PR #65, opened 2019-12-31
Requesting mw api from mobile api

hueitan:
when playing with mobile web page and the footer section, I found sometimes the footer will break due to the request is not trigger from mobile version, then I found all the request in mobile web page are `<lang>.m.wikipedia.org/w/api.php`

maybe can someone tell the different? and should we use `m` for all the request?

### DIFF
--- a/src/utils/mwApi.js
+++ b/src/utils/mwApi.js
@@ -6,7 +6,7 @@ const defautParams = {
 
 export const buildMwApiUrl = (lang, params) => {
   params = Object.assign({}, defautParams, params)
-  const baseUrl = `https://${lang}.wikipedia.org/w/api.php`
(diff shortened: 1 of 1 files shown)


hueitan:
I was trying this before, for the article footer
https://en.wikipedia.org/w/api.php?format=json&formatversion=2&origin=*&action=query&prop=pageimages|description&piprop=thumbnail&pithumbsize=160&pilimit=3&generator=search&gsrsearch=morelike:Carnivorous&gsrnamespace=0&gsrlimit=3&gsrqiprofile=classic_noboostlinks&uselang=content

but I can't reproduce it now, is there any different from the API side?

stephanebisson:
While it's technically possible for API modules to behave differently in mobile mode, I've never seen it done in practice. Let's not use the `.m` urls.

PR #64, opened 2019-12-31
Add <ArticleFooter/>

hueitan:
more to be done

- [x] i18n footer content
- [x] footer title in toc
- [x] thumbnail selected styling
- [x] highlight first item when the page load (article link)

PR #67, opened 2020-01-02
Minor change to useArticleLinksNavigation

hueitan:
the change is because of the article footer

1. add dependencies as the array to allow more state (page:String -> dependencies:[])
2. return `findAndSelectCurrentLink()`, useful for the page that has ajax request (eg: footer page)

please find article footer branch to checkout the usage of `findAndSelectCurrentLink()`

### DIFF
--- a/src/components/Article.js
+++ b/src/components/Article.js
@@ -42,7 +42,7 @@ const ArticleSection = ({
     }
   }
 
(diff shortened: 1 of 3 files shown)


hueitan:
doesn't need anymore because of the change here
https://github.com/wikimedia/wikipedia-kaios/pull/64/commits/1c4a97299b3245f2ce06b8f9bfd0f01afc7a49ce

PR #68, opened 2020-01-03
add test to change language

jpita:


cypress/integration/settings-spec.js
```diff
@@ -33,9 +36,28 @@ describe('settings page', () =>{
   })
 
   it('only the first element should be selected on load', () => {
-    firstElementOfTheSettingsMenuList.should('have.attr', 'nav-selected', 'true')
```
jpita: for some reason this "should" was not asserting anything, I couldn't use firstElementOfTheSettingsMenuList here but on the next line it works.
if anyone can find the "why" that would be great.

hueitan: it works from my side, does it work as well in CI?

jpita: the test passes but the assert is never done.
you can see by running `npx cypress open` on master branch and run that test.
there is no asserts being run.
image

cypress/integration/settings-spec.js
```diff
@@ -3,9 +3,11 @@
 
 import { SettingsPage } from "../page-objects/settings-page"
 import { SearchPage } from "../page-objects/search-page"
+import { LanguageSettingsPage } from "../page-objects/language-settings-page"
```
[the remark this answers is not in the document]
jpita: are they not different?
if they're different makes sense to have 2 (both in src and tests), if they're the same (in terms of selectors) we can have just one in the tests

cypress/integration/settings-spec.js
```diff
@@ -17,7 +19,8 @@ describe('settings page', () =>{
   })
 
   it('show all the items in the list', () => {
-    settingsPage.settingsList().should('have.text', "LanguageText sizeAbout WikipediaPrivacy policyTerms of useRate the appHelp and feedbackAbout the app")
+    settingsPage.settingsList().should('have.text', 
+    "LanguageText sizeAbout WikipediaPrivacy policyTerms of useRate the appHelp and feedbackAbout the app")
```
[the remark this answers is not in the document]
jpita: I prefer your idea of getting the content from the json file but I don't know how to do that in javascript.
can you help me with that (will be fast) or should I look it up (will probably take a while)?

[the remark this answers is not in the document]
hueitan: try `import * as data from '../../i18n/en.json'` in this file

cypress/integration/settings-spec.js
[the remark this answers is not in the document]
hueitan: it looks the same but there are differences, [see the differences here](https://github.com/wikimedia/wikipedia-kaios/pull/58#issuecomment-568592252)

stephanebisson:
> Do you think it's better to read the `i18n/en.json` file for all the text? Otherwise whatever translatewiki change will cause the CI failed.

`en.json` is managed by us in the code. TWN won't change it.

cypress/page-objects/language-settings-page.js
```diff
@@ -0,0 +1,13 @@
...
+    }
+
+    popupTitleElement(){
+        return cy.get('.language-message > .header')
+    }
+
+    headerElement(){
+        return cy.get('.header')
+    }
+}
```
stephanebisson: Missing a line break at the end of this file.

jpita: fixed

hueitan:
true, `en.json` is mantained by us. but anyway, getting the text from `en.json` still recommended 😃

cypress/integration/settings-spec.js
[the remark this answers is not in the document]
jpita: I prefer to have `LanguageSettingsPage` and `LanguageArticlePage` .
Is that ok with you?

cypress/integration/settings-spec.js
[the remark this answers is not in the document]
jpita: @hueitan I added the code to use the json files for the strings, can you check now?

cypress/integration/settings-spec.js
```diff
@@ -15,7 +37,7 @@ describe('settings page', () => {
   })
 
   it('show all the items in the list', () => {
-    settingsPage.settingsList().should('have.text', 'LanguageText sizeAbout WikipediaPrivacy policyTerms of useRate the appHelp and feedbackAbout the app')
+    settingsPage.settingsList().should('have.text', settingsMenuListEnglishText.toString().replace(/,/g, ''))
```
stephanebisson: To make a string of all the elements in the array joined together, I recommend using `settingsMenuListEnglishText.join('')`

cypress/integration/settings-spec.js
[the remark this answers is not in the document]
hueitan: Looks good now

cypress/integration/settings-spec.js
```diff
@@ -31,8 +53,26 @@ describe('settings page', () => {
...
   })
+
+  it('language of the app should change', () => {
+    cy.enter()
+    languageSettingsPage.popupTitleElement().should('have.text', enJson['language-setting'])
+
+    languageSettingsPage.popupTextElement().should('have.text', languageSettingsPopupEnglishText)
+    cy.enter()
+
+    cy.get('.left').should('have.text', 'Search')
```
hueitan: 'Search' here use `enJson['softkey-search']`

hueitan: consider making Softkey also in the page-object, then you can `softkey.leftText()` or just `.left()`

jpita: fixed

cypress/integration/settings-spec.js
jpita: fixed

cypress/integration/settings-spec.js
```diff
@@ -37,7 +37,8 @@ describe('settings page', () => {
   })
 
   it('show all the items in the list', () => {
-    settingsPage.settingsList().should('have.text', settingsMenuListEnglishText.toString().replace(/,/g, ''))
+    settingsPage.settingsList().should('have.text', settingsMenuListEnglishText.join(''))
+    //settingsMenuListEnglishText.join('')
```
stephanebisson: Please remove commented out code

jpita: oops

jpita: fixed

cypress/support/commands.js
```diff
@@ -43,6 +43,15 @@ Cypress.Commands.add('clickCloseButton', () => {
 Cypress.Commands.add('clickSettingsButton', () => {
   cy.get('label.left').contains('Settings').click()
 })
+
 Cypress.Commands.add('navigateToHomePage', () => {
   cy.visit('http://127.0.0.1:8080')
 })
+
+Cypress.Commands.add('getLeftSoftkeyButton', () => {
+  return cy.get('.left')
```
hueitan: I recommend `cy.get( '.softkey > .left' )` here to get the specific softkey left element, as `.left` may possibly exist in other component

jpita: fixed and added another small improvement, does it look ok?

PR #70, opened 2020-01-06
Article Loading Experience

hueitan:


src/components/Loading.js
```diff
@@ -0,0 +1,25 @@
...
+      history.back()
+    }
+  }
+
+  useSoftkey('Loading', {
+    right: i18n.i18n('softkey-close'),
+    onKeyRight: onClose
+  })
+
+  return <div class='loading-planet'>
```
stephanebisson: There should be parenthesis around the JSX here.

src/components/Loading.js
```diff
@@ -0,0 +1,25 @@
+import { h } from 'preact'
+import { useSoftkey, useI18n } from 'hooks'
+export const Loading = ({ close, message }) => {
+  const i18n = useI18n()
+
+  const onClose = () => {
+    if (close) {
```
stephanebisson: Is the `close` property used anywhere?

hueitan: I'm thinking of `<Loading/>` can be used either as a single page or popup content, but yes we are only using this in article so far, so I will remove this line until we need it.

src/components/Loading.js
hueitan: I'm not sure what it means here, but this returns a single <div/>, that's fine wihout having the parenthesis here, is there any code styling concern here?

stephanebisson: This is for consistency with the other components. Put `(` right after `return` and start the JSX on the next line. This way the markup is indented correctly.

PR #79, opened 2020-01-10
Translation of the article actions button text

hueitan:
https://phabricator.wikimedia.org/T234628#5792612


i18n/en.json
```diff
@@ -6,6 +6,8 @@
         "locale": "en",
         "message-documentation": "qqq"
     },
+    "article-action-sections": "Sections",
```
stephanebisson: We need the menu item and article action button to use the same message. I think `article-action-` is a good prefix for that even when shown in the article menu. The qqq should say which features it triggers and that it can be displayed on the page or in a menu.

We should also cleanup `softkey-sections` if it's not used anymore.

hueitan: Done.

PR #84, opened 2020-01-13
Onboarding Component

hueitan:


hueitan:
@jpita do you want to work on adding the localStorage to skip the onboading page? so the cypress test can pass.

src/components/Onboarding.js
```diff
@@ -0,0 +1,37 @@
+import { h } from 'preact'
+import { useState, useEffect } from 'preact/hooks'
+import { route } from 'preact-router'
+import { useSoftkey, useI18n } from 'hooks'
+import { onboarding } from 'utils'
+
+export const Onboarding = () => {
```
stephanebisson: I would like to see this component simplified. There is a lot of duplication and a lot of calls to i18n() on each render for the same keys.

src/components/Onboarding.js
```diff
@@ -0,0 +1,37 @@
...
+  const i18n = useI18n()
+  const [currentIndex, setCurrentIndex] = useState(0)
+  const softkey = useSoftkey('origin')
```
stephanebisson: I'm curious why the regular `useSoftkey('origin', { config })` didn't work here

hueitan: oh, it should be `onboarding` not `origin`

`useSoftkey('onboarding', { config })` works, `config` needs to be dynamic when `currentIndex ` change, our current hook doen't allow that

src/components/Onboarding.js
hueitan: we can also compile the output in `object { image, background, title, description }`, and listen to `currentIndex`, but this brings extra state which doing the same thing.

src/components/Onboarding.js
stephanebisson: `useSoftkey()` has a `dependencies` argument that could contain `currentIndex`. I don't know if it would work or not.

hueitan: it doesn't work, the current solution works only for function call in config `onKeyLeft` `onKeyRight` `onKeyCenter`, `left` `right` are text value that not changing.

hueitan:
@stephanebisson can we let this go?

src/components/Onboarding.js
stephanebisson: I'll make it work when I have time.

stephanebisson:
@jpita you can merge this when you're ready

jpita:
@stephanebisson can I move the task to done as well?

src/components/Onboarding.js
hueitan: The follow up pr for this is here https://github.com/wikimedia/wikipedia-kaios/pull/92

PR #85, opened 2020-01-14
 Use summary API when preview article

hueitan:
Phab. : https://phabricator.wikimedia.org/T242082


src/api/getArticleSumary.js
```diff
@@ -0,0 +1,11 @@
+import { cachedFetch } from 'utils'
+
+export const getArticleSummary = (lang, title) => {
+  const url = `https://${lang}.wikipedia.org/api/rest_v1/page/summary/${encodeURIComponent(title)}`
```
hueitan: Let's do the abstraction when we modify `getArticle` and use new endpoint.

hueitan:
@stephanebisson can you show me the example of `type: 'no-extract'`, I can't find one.

stephanebisson:
On `en/Cat` the "carnivorous" link in the first paragraph returns "no-extract" for me. Let me know if you are seeing the same thing.

hueitan:
Pending : Add loading experience when fetching the API.

hueitan:
Capture

as agree with the design, we show the title when loading so user knows which article is being fetched.

hueitan:
🐛 need to update the `text size adjustment` here .. argz,,,

hueitan:
alright, this is ready to be reviewed again 🔥

jpita:
ah damn, did `git push` instead of `git pull`.
can you check if I need to revert the commit @hueitan ?
it seems that it just brought the changes from master

hueitan:
No, that’s fine, you don’t need to revert it.

jpita:
> @jpita What's the status here, can we merge it soon?

sorry, totally forgot about this due to the task not being in QA

PR #90, opened 2020-01-15
Onboarding tests

jpita:
🚨 DEPENDS ON #84, MERGE THIS ONLY AFTER #84 IS MERGED ⚠️ 

* adding tests for onboarding 
* adding package [cypress-localstorage-commands](https://github.com/javierbrea/cypress-localstorage-commands) to handle localstorage variables with cypress (I haven't checked it for security issues, it's not critical, we can remove it)


jpita:
I'm not checking for the background image because it's missing on page 0 on #84 @hueitan .
Once fixed I'll add the check to all the pages

jpita:
> Missing `Get Started` Test and `enJson` for softkey text

fixed

hueitan:
Missing `Get Started` and load Search page test, similar to `Skip` in your test case.

jpita:
> Missing `Get Started` and load Search page test, similar to `Skip` in your test case.

@hueitan if it's all fixed lmk so I can merge it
● ● ● ● ● ● ●
Instructions to follow |
Filter the records above for lines with "wikimedia".

Exercise output |
https://github.com/wikimedia/wikipedia-kaios/pull/64/commits/1c4a97299b3245f2ce06b8f9bfd0f01afc7a49ce
hueitan: it looks the same but there are differences, [see the differences here](https://github.com/wikimedia/wikipedia-kaios/pull/58#issuecomment-568592252)
https://phabricator.wikimedia.org/T234628#5792612
hueitan: The follow up pr for this is here https://github.com/wikimedia/wikipedia-kaios/pull/92
Phab. : https://phabricator.wikimedia.org/T242082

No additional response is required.